July 13 (Bloomberg) -- The cost of insuring corporate and sovereign bonds from non-payment in the Asia-Pacific region rose, according to traders of credit-default swaps.
The Markit iTraxx Asia index of 40 investment-grade borrowers outside Japan climbed 2 basis points to 168 as of 8:05 a.m. in Singapore, Royal Bank of Scotland Group Plc prices show. The benchmark is set for its highest close since July 9, trading between 210 and 132.5 since Jan. 1, according to CMA.

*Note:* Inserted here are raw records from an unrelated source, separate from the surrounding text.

PR #3674, opened 2021-03-05
#3666 Filter for active VVM Status

### LINKED ISSUE #3666: SI: VVM status shows inconsistency in case of inactive and default values
## Describe the bug

VVM status by default shows first option as value. If that value becomes inactive still values keep showing.

### To reproduce

1. Go to Desktop. Go to Item ->Vaccine -> Show vaccine vial monitor status
2. Create 3-4 options as active. Sync
Screen Shot 2021-03-04 at 1 54 44 PM

3. Go to Mobile app -> Supplier Invoice -> Create an SI -> add vaccinated item
4. VVM status and Location is shown 
5. Location is assigned N/A where as VVM column is filled with First VVM option.
6. Now go to Desktop. Go to Vaccine -> Show Vaccine vial monitor status -> Inactive the first option
Screen Shot 2021-03-04 at 1 35 46 PM

7. Sync. Go to mobile app -> check the unfinalized SI created above
8. See Error. VVM column is still filled with inactive value
9. Create another new SI in mobile. Add vaccine item. 
10. See Error. in this Item list as well inactive VVM value shown

https://user-images.githubusercontent.com/58979436/109931207-a8bebd80-7cf0-11eb-99f6-47275255821d.mp4

### Expected behaviour

for new SI, default value should be the vvm status which has the lowest VaccineVialStatus.level is applied

I am not sure what should be the intended behavior if VVM's value is already assigned and then turn into inactive for unfinalised SI. 

### Proposed Solution

### Version and device info

- App version: v7.0.0 RC8
- Tablet model: Samsung
- OS version: 8.1

### Additional context

arises while testing #2913

katherine-sussol:
Fixes #3666 (partially)

## Change summary

- When auto assigning VVM status to items, filter out inactive ones.

## Testing

- [ ] Ensure there are some vaccine items available to the store for testing
- [ ] In Desktop, set the lowest VVM status to inactive (Item -> Vaccines -> Show Vaccine Vial Monitor Status)
- [ ] Try to do a stocktake or create a new supplier invoice and add a vaccine item line
- [ ] The VVM Status should default to the one with the lowest level that is active

- Historic records will not be updated (e.g. unfinalised SI or Stocktakes), a separate issue will be created for this

### DIFF
--- a/src/database/utilities/createRecord.js
+++ b/src/database/utilities/createRecord.js
@@ -649,6 +649,7 @@ const createItemBatch = (database, item, batchString, supplier) => {
     // Find a VVM Status with the lowest level to auto assign to new item batches.
     const vaccineVialMonitorStatus = database
       .objects('VaccineVialMonitorStatus')
+      .filtered('isActive == true')
       .sorted('level')[0];
 
     if (itemBatch.shouldApplyVvmStatus(vaccineVialMonitorStatus)) {


wlthomson (approved):
Replicated bug on `develop` and confirmed fixed here!

image

Issue #3671, opened 2021-03-04
Refactor NameNote redux state


mark-prins:
## Is your feature request related to a problem? Please describe.

In changing to store a JSON version of the entire survey, the `byId` & `creating` & `editing` are not used / required.
This can be refactored

## Describe the solution you'd like

Remove the `...ById` versions in state.
We should only require something like this
```
  CREATE:
    action to create a default - using a seed object if there is a previous version
    reducer to save state: { creating: newNameNote }
  SAVE:
    state: { creating: nameNote }
  RESET:
    reducer to save state { creating: undefined }
```

## Implementation

**A description of how the solution would best be implemented in the code base**

## Describe alternatives you've considered

**A clear and concise description of any alternative solutions or features you've considered.**

## Additional context

**Add any other context or screenshots about the feature request here.**

PR #3680, opened 2021-03-05
#3663 Step two validation

### LINKED ISSUE #3663: Validation in patient edit ( step two )

- Enable validation of the survey form
- Fix the validation of the patient edit form, which doesn't realise that it has valid data when loading an existing `[Name]` record
- Bug: go to step two and enter data which makes the patient edit form invalid. Go back to step one and the search form is now invalid

Would prefer to have the submit enabled if all required fields are filled in and disabled if there are some on either form to be filled in.

## Additional context

🤔

joshxg:
Fixes #3663 

## Change summary

- Seeds the JSONForm with the most recent name note of the patient or an empty object
- Pre-validates the seed form, enabling/disabling the next action of the wizard
- 

## Testing

Internal

- #3671 to clean up the name note reducer/state


joshxg:
Thinking about this more, I think this isn't right. Should be validate the `name_note.data` field against the schema being used in the page, rather than what it was originally created against.

So, going to make a change to have the `name_note.isValid` field take a schema parameter and pass in the schema being used in the UI.

I am not sure at that point whether we should link the `formSchema` to anything.. I think going back to no linkage anywhere right now, but maybe linking it to the `patient_event` would be wise.. at the moment we've got the form schema with a type `PatientSurvey`, which 'for some reason' links to a `patient_event` with a code `PCD` and we create `name_note`s linked to that `patient_event` which match the `PatientSurvey` `formSchema` and it doesn't feel very sturdy?

src/pages/VaccineDispensingPage.js
```diff
@@ -21,4 +21,4 @@ const tabs = [
   { component: PrescriptionConfirmation, name: 'prescription', title: dispensingStrings.finalise },
 ];
 
-export const VaccineDispensingPage = () => <Wizard tabs={tabs} />;
+export const VaccineDispensingPage = () => <Wizard captureUncaughtGestures={false} tabs={tabs} />;
```
joshxg, line 24: makes scroll betterer

src/reducers/Entities/NameNoteReducer.js
```diff
@@ -11,13 +11,30 @@ export const NameNoteReducer = (state = initialState(), action) => {
...
+      const { data, errors } = payload;
+      const { creatingId } = state;
+
+      const isValid = !(errors?.length > 0);
+
+      const newNameNote = { ...state.creatingById[creatingId], data, isValid };
+      const newById = { ...state.creatingById, [creatingId]: newNameNote };
+
+      return { ...state, creatingById: newById };
+    }
```
joshxg, line 25: Think this state is gonna get cleaned up soon, so just went with the flow - I think the `isValid` can probably be at the root of the state

src/widgets/FormInputs/FormDateInput.js
```diff
@@ -106,9 +106,12 @@ export const FormDateInput = React.forwardRef(
...
       const { timestamp } = nativeEvent;
-      if (!timestamp) return;
-      const newDate = moment(new Date(timestamp)).format('DD/MM/YYYY');
-      onUpdate(newDate, true);
+      if (!timestamp) {
+        setInputState(state => ({ ...state, datePickerOpen: false }));
+      } else {
+        const newDate = moment(new Date(timestamp)).format('DD/MM/YYYY');
+        onUpdate(newDate, true);
+      }
```
joshxg, line 114: fixing a bug where if there was no timestamp selected (canceled) the date picker would stay open

src/widgets/JSONForm/JSONForm.js
```diff
@@ -149,10 +151,13 @@ export const JSONForm = React.forwardRef(
     return (
       <JSONFormContext.Provider value={options}>
         <Form
-          validate={(formData, errorHandlers) => {
+          liveValidate
+          onChange={onChange}
```
joshxg, line 155: So this is live validating now and keeping the `formData` as state in the `NameNote` reducer and constantly feeds it back into the component. I thought to update the `formData` in state mutably so that it did not cause re-renders, but it wasn't too much of a performance hit so figured not doing weird stuff for performance wasn't needed.

src/widgets/Tabs/PatientEdit.js
```diff
@@ -79,7 +82,15 @@ const PatientEditComponent = ({
         <View style={localStyles.verticalSeparator} />
         <View style={localStyles.formContainer}>
           {surveySchema && (
-            <JSONForm ref={formRef} onSubmit={onSubmitSurvey} surveySchema={surveySchema}>
+            <JSONForm
+              onChange={data => {
+                updateForm(data.formData, data.errors);
+              }}
```
joshxg, line 88: passing the formdata and any errors (because live validation is enabled) up to the store to enable/disable the next button. Figured that's easier than checking when clicking next and warning, even though I kinda prefer on submit validation

mark-prins:
> I am not sure at that point whether we should link the `formSchema` to anything.. I think going back to no linkage anywhere right now, but maybe linking it to the `patient_event` would be wise.. at the moment we've got the form schema with a type `PatientSurvey`, which 'for some reason' links to a `patient_event` with a code `PCD` and we create `name_note`s linked to that `patient_event` which match the `PatientSurvey` `formSchema` and it doesn't feel very sturdy?

On reading your comment, I wondered about having a 'patient event code' field on the `form_schema` to tighten up the linking. Maybe have a more formal link between the tables - though I'm not too worried about having a general 'patient clinical data' event which is used to attach a random note. worth further discussion this one.

src/widgets/Tabs/PatientEdit.js
```diff
@@ -106,23 +117,32 @@ const PatientEditComponent = ({
...
 
-  return { onCancelPrescription, onSubmitSurvey, updatePatientDetails };
+  return { onCancelPrescription, onSubmitSurvey, updatePatientDetails, updateForm };
 };
 
 const mapStateToProps = state => {
   const currentPatient = selectEditingName(state);
   const completedForm = selectCompletedForm(state);
-  const canSaveForm = selectCanSaveForm(state);
+  const canSaveForm = selectCanSaveForm(state) && selectNameNoteIsValid(state);
```
mark-prins, line 133: there's still an issue with the validation and seeding in the `Name` form - first name, last name and DOB are required; even when populated with the existing data, the validation isn't firing, so the button isn't enabled.

mark-prins (approved):
That's way better - nice work!
The form is still re-rendering a lot, perhaps we look at that later?
There's a couple of bugs noted in #3663 not addressed - what do you think about spinning out a new issue for those?

joshxg:
- Merged everything in, needed some changes to make it worky
- ff7ef9d Did this one to fix the patient search not being valid when switching between step1/step2
- if there are other validation issues (I currently have been all good on the validation after that last commit) will need to make a new issue

PR #3685, opened 2021-03-06
#3671 Refactor of NameNote state

### LINKED ISSUE #3671: Refactor NameNote redux state

joshxg:
Fixes #3671

## Change summary

- Bit of a refactor of `NameNote` state/reducer/actions/selectors
- Bit of a tidy of `Name` and `VaccinePrescription` state/reducer/actions/selectors
- Made the form for editing a patient not auto focus - thoughts are that the name of a patient, and really, any of their details are unlikely to change. Arguably could have the JSONForm auto focus, that can be controlled by the `uiSchema`

## Testing

- [ ] `VaccinePrescription` flow is working good as

N/A

### DIFF
--- a/src/actions/Entities/NameActions.js
+++ b/src/actions/Entities/NameActions.js
@@ -1,5 +1,6 @@
 import { generateUUID } from 'react-native-database';
-import { selectEditingNameId, selectEditingName } from '../../selectors/Entities/name';
+import { batch } from 'react-redux';
+import { selectEditingName } from '../../selectors/Entities/name';
 import { createRecord, UIDatabase } from '../../database';
 
 export const NAME_ACTIONS = {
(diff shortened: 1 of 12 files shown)


joshxg:
You had `save` in the issue, but since then we've changed to live validation, so using `update` instead. Hopefully this is what you were thinking also!

mark-prins (approved):
So much nicer!
Tested and working just fine - some nice touches with the keyboard and auto focus too.. looking really good

PR #4120, opened 2021-06-14
#4082 Data import/restore feature

### LINKED ISSUE #4082: Data import

When trying to reproduce user's issues, sometimes it's hard to know exactly what's wrong and how their data might be causing it.

It'd be useful to be able to take realm data exported from the app, and import it into the app on a different device (i.e. one in our offices).

@ujwalSussol says this would be really helpful for support trying to debug issues (one current support ticket trying to diagnose a sync issue), and for testers trying to reproduce things. I tend to agree!

A little more on said support issue, this would allow support to potentially recover un-synced data. There is a current support ticket where a client cannot sync, and has 100 invoices on the tablet. If the problem is due to a bad app state, clearing the tablet and resyncing would lose all those invoices. If support could get the data from the tablet, diagnose it, correct it, wipe the tablet and import, then mission accomplished! (And hopefully figure out what caused the bad state along the way.)

Support ticket : https://support.msupply.org.nz/cerb6/profiles/ticket/YQ-9957-RF

An import button somewhere on initialisation page (subtle cog in the corner?)

## Implementation

?

@andreievg once did something with loading a realm datafile into the app. Might have been at build time though.

Realm may have a way of doing this neatly with a realm datafile.

One thing to consider is that realm data from an older version of mobile would either A: need to go through migration or B: not work, they need to upgrade to a version that includes the import functionality (and therefore ran migrations needed).

🙅 

## Additional context

Related to #3277 ?

raviSussol:
Fixes #4082 

## Change summary
A data import/restore feature in the mobile app. With this a user (with a `view/edit preference` set in the desktop server for the mobile logged in user) can now import/restore the mobile data file into the current mSupply mobile app.

#### Setups

Setup a desktop mSupply server and use [these](https://we.tl/t-kWHLKcaDZe) apks to test below steps.

**To test data import**
- Install any version of apk from the above link and setup sync with the desktop server
- Login to the app and try modifying current datafile with adding some invoices or stocktakes.
- Goto the settings page and then click `Export data` - may ask to allow storage permission, go ahead give a permission.
- Now again try to modify data and then goto the settings page then click `Import data` - may ask to allow storage permission, go ahead give a permission, follow test 1, 2 & 3.

**To test version incompatible issue while doing data import**
- Install the higher version of apk from the above link and setup sync with the desktop server
- Login to the app and goto the settings page and click `Export data`
- Close the app and uninstall it
- Now install the lower version of the apk from the above link and setup sync with the desktop server
- Login to the app and goto the settings page and click `Import data`, and follow test 4, 5 & 6.

#### Tests
- [ ] 1. A file explorer will appear to choose `*.realm` file to import.
- [ ] 2. After choosing `*.realm` file mSupply app will import that file and quits the app automatically after 2 seconds.
- [ ] 3. Restart the app, login and check the data - now the datafile has previous changes in it - which means importing successfully.
- [ ] 4. A file explorer will appear to choose `*.realm` file to import.
- [ ] 5. After choosing `*.realm` file mSupply app will import that file and quits the app automatically after 2 seconds.
- [ ] 6. Restart the app, you'll see an alert as shown in the screenshot below. Clicking the `OK` will quit the app.
Screen Shot 2021-06-14 at 2 46 51 PM


raviSussol:
For resource strings translation may require for them but I've just used a plain English text for now.

joshxg (changes requested):
It's working well and the code is great! Just the translation string and maybe a restart instead of exit and I would be happy!

Some other suggestions which we could make new issues for if we think they are worthwhile:
- A button on the initialisation screen. Could maybe be hidden by `__DEV__` or not, but being able to import a file without having to initialise would be nice!
- Someway to clear the sync url and password in an exported data file or a flag "this is an exported data file, sync is paused" so we don't accidentally sync with a datafile we aren't meant to. This ones a bit trickier. Would also mean that sync is 'paused (in a way)' until the sync details are re-entered. Maybe just a `SETTINGS_KEY` for `isSyncPaused` with a button to trigger it.. 🤔  otherwise, we might need to always remove the sync url/password from exported data files, and that is not ideal!

I also wondered about the redux-persistance and if that would have some side effects, but I can't think of any..!

src/utilities/fileSystem.js
```diff
@@ -32,3 +33,38 @@ export async function backupValidation(path) {
...
+    });
+    // Check if file(s) exist of specific file type then only return their file path
+    if (fileType !== '*') {
+      const fileExtensionRegex = new RegExp(`\\.(${fileType})$`, 'g');
+      if (fileExtensionRegex.test(name)) {
+        filePath = fileCopyUri;
+      }
+    } else {
+      filePath = fileCopyUri;
+    }
```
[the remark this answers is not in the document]
raviSussol: Done b5b49b38.

src/pages/SettingsPage.js
```diff
@@ -47,7 +47,27 @@ const exportData = async () => {
...
+  const syncSiteName = UIDatabase.getSetting(SETTINGS_KEYS.SYNC_SITE_NAME);
+  const success = await UIDatabase.importData(syncSiteName);
+  const toastMessage = success ? generalStrings.imported_data : generalStrings.couldnt_import_data;
+
+  ToastAndroid.show(toastMessage, ToastAndroid.SHORT);
+
+  if (success) {
+    setTimeout(() => {
+      // Delay application exit to 2 seconds so the above toast message can be readable to the user
+      BackHandler.exitApp();
```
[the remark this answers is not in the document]
raviSussol: Done e6118570.

src/utilities/fileSystem.js
```diff
@@ -32,3 +33,38 @@ export async function backupValidation(path) {
...
+  } catch (error) {
+    // User hasn't cancelled the picker, exit any dialogs or menus and return the empty file path
+    if (!DocumentPicker.isCancel(error)) {
+      filePath = '';
+    }
```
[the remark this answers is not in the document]
raviSussol: Just wanted to be sure for `filePath` to return `''` if any error occurs but the initial value for `filePath` would be fair enough to handle for this case as well. Resolve by b5b49b38.

src/mSupplyMobileApp.js
```diff
@@ -213,6 +217,18 @@ class MSupplyMobileAppContainer extends React.Component {
     );
   };
 
+  renderVersionIncompatibleAlertDialog = () => {
+    Alert.alert(
+      'Alert...',
+      `This is version of ${appVersion} of mSupply mobile.` +
+        // eslint-disable-next-line max-len
+        `It appears that your imported data file has a newer version of ${this.databaseVersion}.` +
```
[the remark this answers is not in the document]
raviSussol: Yeah I'd thought about it initially but got stuck with the dynamic resource strings. Done e86c2a46.

raviSussol:
@joshxg,
> - A button on the initialisation screen. Could maybe be hidden by __DEV__ or not, but being able to import a file without having to initialise would be nice!

Yeah I liked the idea too. Regarding this button visibility we now have made the restore feature only available to us in the desktop app (thinking not to cause data integrity issue caused by sync due to an older version of datafile). Keeping that think on mind we should follow the same principle here in the mobile app too (i.e show under dev mode only). But it is an open source app so not sure doing so would even make really a sense?

> - Someway to clear the sync url and password in an exported data file or a flag "this is an exported data file, sync is paused" so we don't accidentally sync with a datafile we aren't meant to. This ones a bit trickier. Would also mean that sync is 'paused (in a way)' until the sync details are re-entered. Maybe just a SETTINGS_KEY for isSyncPaused with a button to trigger it.. 🤔 otherwise, we might need to always remove the sync url/password from exported data files, and that is not ideal!

Make sense! I think we can also achieve this by storing sync details in an `AsyncStorage` before exporting data, clear sync details from the datafile then export it and retain back sync details from an `AsyncStorage` to the running datafile?

joshxg (approved):
Nice, thanks a lot @raviSussol it's awesome.

@mark-prins - Do you think we should wait to release 8.1 before merging or are you OK for us to merge this now?

joshxg:
> Yeah I liked the idea too. Regarding this button visibility we now have made the restore feature only available to us in the desktop app

I don't think it's weird in an open source repo!

> Make sense! I think we can also achieve this by storing sync details in an AsyncStorage before exporting data, clear sync details from the datafile then export it and retain back sync details from an AsyncStorage to the running datafile?

That's a great idea! Does seem a little more difficult than adding a `Setting` to pause sync?

src/database/UIDatabase.js
```diff
@@ -133,6 +133,29 @@ class UIDatabase {
...
+    const { realm } = this.database;
+    const { path: realmPath } = realm;
+    const realmFilePath = await selectDocument({ fileType: 'realm' });
+
+    if (realmFilePath === '') return false;
+    if (realm.isInTransaction) return false;
+
+    // Proceed importation of the realm file to the app database location
+    try {
+      await RNFS.copyFile(realmFilePath, realmPath);
```
mark-prins, line 151: after this copy is finished, is it possible to read the database version? ( sorry, don't have time to check right now )
It would be awesome if the import could check, alert if the version is invalid, and then rollback the change.

Then you won't need the version check and alert - I find that really tiresome in mSupply desktop. Once you load up a newer datafile, you can't easily get back. It would be good if the import checked and didn't allow screwing up the app.

mark-prins:
> @mark-prins - Do you think we should wait to release 8.1 before merging or are you OK for us to merge this now?

I think OK - doesn't touch general code, so in itself seems fairly low risk. and would great to have in :)

raviSussol:
> That's a great idea! Does seem a little more difficult than adding a Setting to pause sync?

Maybe I would say no cause changes only require in the export data button and the rest of would work normally. But having a new flag or a config in the database would also require changes in other relevant places as well (say in the sychroniser, postsyncprocessor) to check this flag?

src/database/UIDatabase.js
raviSussol: Agree. I had also an initial thought about as a preliminary actions for the import functionality but I found a bit difficult to read database version from the external realm file from the app (not sure if there's an easy way to do it) so that version incompatibility can be checked before importation. Also the current mobile app doesn't keep track of app's version in anywhere. So those things made me to decide checking on the startup of the app.

raviSussol: On the second thought, here are changes 8b7f50ed @mark-prins. Now the version incompatibility is checked before importing datafile not on the startup of the app.

mark-prins (approved):
Looks great! 😄

mark-prins:
@raviSussol I've added a commit, to add the import button to the FirstUse page as well - just an idea, which helped me to test the version check. Feel free to revert the commit.. it was easier to commit in order to suggest the change, since there were a few files to update

src/database/UIDatabase.js
mark-prins: That's great! thanks :)

src/localization/modalStrings.json
```diff
@@ -70,7 +70,8 @@
     "bluetooth_permission": "Bluetooth",
     "bluetooth_permission_comment": "Required to connect to bluetooth sensors",
     "permissions_intro_1": "The following permissions and services are required for cold chain functionality.",
-    "permissions_intro_2": "If disabled, you can press an item to enable it."
+    "permissions_intro_2": "If disabled, you can press an item to enable it.",
+    "version_incompatible": "This is version of {0} of mSupply mobile. It appears that your imported data file has a newer version of {1}. It may be dangerous to continue. mSupply app will now quit. Contact info@msupply.org.nz."
```
mark-prins, line 74:
```suggestion
    "version_incompatible": "Unable to import! This is version of {0} of mSupply mobile and the selected import file has a newer version of {1}"
```

mark-prins (changes requested):
Sorry - one more thing. can you update the `version_incompatible` text please? mSupply app no longer quits :)

mark-prins (approved):
👍 
( I've already used this functionality a few times! thanks )

raviSussol:
> @raviSussol I've added a commit, to add the import button to the FirstUse page as well - just an idea, which helped me to test the version check. Feel free to revert the commit.. it was easier to commit in order to suggest the change, since there were a few files to update

That's cool! Thanks for that @mark-prins.

PR #4137, opened 2021-06-17
#4072 remote patient lookup via qr code

### LINKED ISSUE #4072: Remote patient searching via QR Code

katherine-sussol:
Fixes #4072 

## Change summary

- Adds remote patient searching by QR code (needs https://github.com/sussol/msupply/pull/8914 to actually work)
- Adds crude validation to reject QR codes that are longer than `50` chars long (sample Vanuatu National ID we have seen is 21 characters long)
- Small side quest to remove the extra `getAuthorizationHeader` method in `SearchForm`

## Testing

- [ ] Have a patient that is not available locally but is available remotely, scan a QR code corresponding to that patient -> should be taken to step 2 of the patient vaccination page with remote patient details pre-populated

Might need to look into different parsers for different countries at some point (instead of storing whole thing, depending on what their National ID QR codes look like...). Either coded in mobile or some kind of store pref in Desktop?

### DIFF
--- a/src/widgets/Tabs/PatientSelect.js
+++ b/src/widgets/Tabs/PatientSelect.js
@@ -156,7 +156,7 @@ const PatientSelectComponent = ({
     // Immediately reject QR code if it is too long (length > 50 chosen somewhat arbitrarily until
     // we get a better idea of the kinds of codes we need to handle in future)
     if (data.length > 50) {
-      ToastAndroid.show('Invalid QR code', ToastAndroid.LONG);
+      ToastAndroid.show(generalStrings.invalid_qr_code, ToastAndroid.LONG);
       return;
     }
 
@@ -175,7 +175,7 @@ const PatientSelectComponent = ({
           if (remotePatient.length) {
             selectPatient(remotePatient[0]);
           } else {
-            throw new Error('No patient found via QR code');
+            throw new Error(generalStrings.could_not_find_patient_qr);
           }
         } catch (error) {
           ToastAndroid.show(error.message, ToastAndroid.LONG);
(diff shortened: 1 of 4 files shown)


src/widgets/Tabs/PatientSelect.js
```diff
@@ -155,7 +168,19 @@ const PatientSelectComponent = ({
...
     } else {
-      ToastAndroid.show('No patient found via QR code', ToastAndroid.LONG);
+      // Do a remote search
+      withLoadingIndicator(async () => {
+        try {
+          const remotePatient = await lookupRemotePatient({ barcode: data });
+          if (remotePatient.length) {
+            selectPatient(remotePatient[0]);
+          } else {
+            throw new Error('No patient found via QR code');
```
joshxg, line 178: Think this needs to be localised since we're using it for user feedback?

joshxg (approved):
Badass

Just the localised strings!

src/widgets/Tabs/PatientSelect.js
katherine-sussol: Thanks, yeah probs a good idea! 228d105

joshxg (approved):
🎉

PR #4140, opened 2021-06-17
save addresses correctly

### LINKED ISSUE #4138: Patient lookup results in wrong address
## Describe the bug

When you have existing addresses in the database, after looking up a patient - the address shown on the edit screen is incorrect

### To reproduce

1. Create a patient on the server, specify lines 1 & 2 of the main ( billing ) address
2. Look this patient up on mobile
3. Edit the patient

### Expected behaviour

Address should be the same as on the server

mark-prins:
Fixes #4138 

## Change summary

Two issues with the addresses on looking up patients ( and prescribers )
- If all the fields are undefined then none of the address fields are strings, so the first address in the database is assigned to the incoming patient
- The properties on the incoming patient were incorrect

## Testing

- [ ] Create a patient on the server, with an address. Look them up on mobile: the address saved should be correct

### DIFF
--- a/src/actions/PatientActions.js
+++ b/src/actions/PatientActions.js
@@ -76,8 +76,11 @@ const patientUpdate = patientDetails => async (dispatch, getState) => {
     dateOfBirth: patientDateOfBirth,
     emailAddress: patientEmailAddress,
     phoneNumber: patientPhoneNumber,
-    addressOne: patientLine1,
-    addressTwo: patientLine2,
+    billAddress1: patientLine1,
+    billAddress2: patientLine2,
+    billAddress3: patientLine3,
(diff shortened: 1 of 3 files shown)


katherine-sussol (approved):
[LGTM](https://storage.googleapis.com/lgtm-cat-cats/6622e84f-9e34-4a9c-939f-e95a03ba2edd.gif)

🤣  I hope people haven't randomly been getting other people's prescriptions/invoices mailed to them

mark-prins:
Oh. Just noticed that Desktop records the comment `Age estimated` when the date is calculated based on the age
That isn't exactly accurate though, as the date is estimated, not the age! so I'm not suggesting that we do this. Merely an observation.

PR #4152, opened 2021-06-21
Add sensor to TemperatureLog incomingSync

### LINKED ISSUE #4151: TemperatureLog.sensor is not synced
## Describe the bug

in `incomingSyncUtils`, incoming `TemperatureLog` records are not related to their `Sensor`.

This means you don't get the 'current' temperature of a `Sensor` till later

### To reproduce

1. Go to sync a mobile store with an existing sensor+logs
2. Click on vaccines page

### Expected behaviour

N/A

### Proposed Solution

Add to `incomingSyncUtils`

### Version and device info

- App version:
- Tablet model:
- OS version:

joshxg:
Fixes #4151 

## Change summary

- Adds sensor to temperature log for incoming sync, ensuring temperature logs are related to a sensor when reinitialized.
- Offroad: Added hydrating of the entity stores after a reinit - currently on a full init the entity stores and refreshed, so you for example, get an empty sensor page- work around of some navigating can get you the state back but I don't want to have to explain more "Oh just navigate to this page and then that page and then presto boomo" or "have you tried restarting the app?"

## Testing

- [ ] Setup a mobile with a sensor and some temperature logs. Reinitialize. Check the records/current temperature of the sensor
- [ ] On the first navigation to 

N/A

### DIFF
--- a/src/reducers/Entities/LocationReducer.js
+++ b/src/reducers/Entities/LocationReducer.js
@@ -21,6 +21,7 @@ export const LocationReducer = (state = initialState(), action) => {
   const { type } = action;
 
   switch (type) {
+    case INITIALISE_FINISHED:
     case SYNC_TRANSACTION_COMPLETE: {
       const { byId } = state;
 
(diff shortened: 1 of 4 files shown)


joshxg:
Did this into master to give to Vanuatu.

They've had issues with the sensors 'not syncing' after reinit, which I can't recreate. However I did have this issue where I did not get a 'current temperature', so am wondering if that is what they're experiencing and assuming logs are not actually downloaded.

katherine-sussol (approved):
Strange, I don't think I've seen sensors not syncing after re-init either 🤔  but changes look good to me 😸

PR #4173, opened 2021-06-24
change code generation method

### LINKED ISSUE #4166: Patient codes are not unique
## Describe the bug

When creating patients on a tablet, the codes generated using the `NumberSequence` table are not unique if the tablet has been re-initialised. Tonga, for example, has 6,861 duplicate codes for patients.

### To reproduce

1. Create a patient
2. Re-initialise the tablet
3. Create another patient
4. Check the code of the patients

### Expected behaviour

We would like the generated code to be unique

### Proposed Solution

Create a patient code using a combination of sync id + enough characters from a uuid to bring the code to a total of 8 characters. Check for uniqueness and generate a different uuid if there is already a patient with that code.

Why? 
- Tonga would like to use the patient code in vaccination certificates and would like to have a unique code of constrained length
- I don't want to the patient code to be deterministic based on other patient information
- the codes need to be reliably unique

Other solutions:
- Sync the `NumberSequence` table to the server to that the sequence starts correctly when initialising. Note this doesn't fix existing Tonga tablets which are still creating duplicates
- Run a migration data update to determine the next number in the sequence when initialising - Would have to be run for existing tablets somehow

mark-prins:
Fixes #4166 

## Change summary

Generate a patient code independently of the `NumberSequence` as this doesn't guarantee uniqueness

## Testing

- [ ] Create patient, reset tablet, create another patient. Check that the code is unique and 8 characters long for both

### DIFF
--- a/src/database/utilities/constants.js
+++ b/src/database/utilities/constants.js
@@ -14,6 +14,7 @@ export const MILLISECONDS_PER_HOUR = MILLISECONDS_PER_MINUTE * MINUTES_PER_HOUR;
 export const MILLISECONDS_PER_DAY = MILLISECONDS_PER_HOUR * HOURS_PER_DAY;
 
 export const NUMBER_OF_DAYS_IN_A_MONTH = 365 / 12;
+export const PATIENT_CODE_LENGTH = 8;
 
 export const NUMBER_SEQUENCE_KEYS = {
   CUSTOMER_INVOICE_NUMBER: 'customer_invoice_serial_number',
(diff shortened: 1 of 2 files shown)


joshxg (approved):
More unique than the current unique codes!

katherine-sussol:
@mark-prins @joshxg I assume this should also go into release/8.1.1?

joshxg:
Oh uh.. yup!

mark-prins:
oh, yes please. Tonga have a lot of duplicate patient codes and want to use the codes as identifiers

The Markit iTraxx Australia index advanced 2 basis points to 179 basis points as of 10:11 a.m. in Sydney, Westpac Banking Corp. prices show. The measure has ranged between 211 and 128 this year, according to CMA, which is owned by McGraw-Hill Cos. and compiles prices quoted by dealers in the privately negotiated market.
The Markit iTraxx Japan index advanced 1 basis point to 179 as of 9:07 a.m. in Tokyo, Citigroup Inc. prices show. The gauge is poised for its highest close since June 28, CMA prices show.
Credit-default swap indexes are benchmarks for insuring bonds against default and traders use them to speculate on credit quality. A drop signals improving perceptions of creditworthiness, while an increase suggests the opposite.
The swap contracts pay the buyer face value in exchange for the underlying securities if a borrower fails to meet its debt agreements. A basis point is 0.01 percentage point.